• **WHAT IS EXPECTED**
In the entries below, find the string "adapter" and return each line holding it.

** AVAILABLE RECORDS follows **

PR #107, opened 2021-07-30
Add gcp secret manager plugin.

tjholm:


pkg/plugins/secret/secret_manager/secret_manager.go
```diff
@@ -0,0 +1,212 @@
...
+	"google.golang.org/grpc/status"
+)
+
+type SecretManagerClient interface {
+	AccessSecretVersion(context.Context, *secretmanagerpb.AccessSecretVersionRequest, ...gax.CallOption) (*secretmanagerpb.AccessSecretVersionResponse, error)
+	AddSecretVersion(context.Context, *secretmanagerpb.AddSecretVersionRequest, ...gax.CallOption) (*secretmanagerpb.SecretVersion, error)
+	CreateSecret(context.Context, *secretmanagerpb.CreateSecretRequest, ...gax.CallOption) (*secretmanagerpb.Secret, error)
+	GetSecret(context.Context, *secretmanagerpb.GetSecretRequest, ...gax.CallOption) (*secretmanagerpb.Secret, error)
+	UpdateSecret(context.Context, *secretmanagerpb.UpdateSecretRequest, ...gax.CallOption) (*secretmanagerpb.Secret, error)
+}
```
jyecusch, line 38: I'm assuming this is an interface for the GCP API since they don't provide one, it would be good to provide a comment if that's the case.

jyecusch (approved):

pkg/plugins/secret/secret_manager/secret_manager.go
```diff
@@ -0,0 +1,212 @@
...
+
+type secretManagerSecretService struct {
+	secret.UnimplementedSecretPlugin
+	client    SecretManagerClient
+	projectId string
+}
+
+func validateNewSecret(sec *secret.Secret, val []byte) error {
+	if sec == nil {
+		return plugins.NewInvalidArgError("secret must not be nil")
```
medgar-nitric, line 48: Current error message convention we have is: `"provide non-nil secret"`

pkg/plugins/secret/secret_manager/secret_manager.go
```diff
@@ -0,0 +1,212 @@
...
+	}
+	if len(sec.Name) == 0 {
+		return plugins.NewInvalidArgError("provide non-blank secret name")
+	}
+	if len(val) == 0 {
```
medgar-nitric, line 53: We should probably add some common secret.Name validation around what a valid name is, e.g. text, numbers, dashes and . only for all the plugins.  Worried about / character in Name with version parsing later.

pkg/plugins/secret/secret_manager/secret_manager_test.go
```diff
@@ -0,0 +1,310 @@
...
+
+				It("Should return an error", func() {
+					var emptySecretName = &secret.Secret{}
+					_, err := secretPlugin.Put(emptySecretName, testSecretVal)
+
+					Expect(err).Should(HaveOccurred())
+					Expect(err.Error()).To(Equal("provide non-blank secret name"))
+				})
+			})
+
```
medgar-nitric, line 177: Could we add some dodgy secret name validation as well.

medgar-nitric (changes requested):

pkg/plugins/secret/secret_manager/secret_manager_test.go
tjholm: new issue for this, as we should add this in the adapter layer.

pkg/plugins/secret/secret_manager/secret_manager.go
tjholm: will raise a new issue for this, as it will be common to all plugins (adapter layer validation).

pkg/plugins/secret/secret_manager/secret_manager.go
tjholm: done

pkg/plugins/secret/secret_manager/secret_manager.go
tjholm: done

medgar-nitric (approved):

jyecusch (approved):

** End of AVAILABLE RECORDS **

• **RESULT OF THIS TASK**
tjholm: new issue for this, as we should add this in the adapter layer.
tjholm: will raise a new issue for this, as it will be common to all plugins (adapter layer validation).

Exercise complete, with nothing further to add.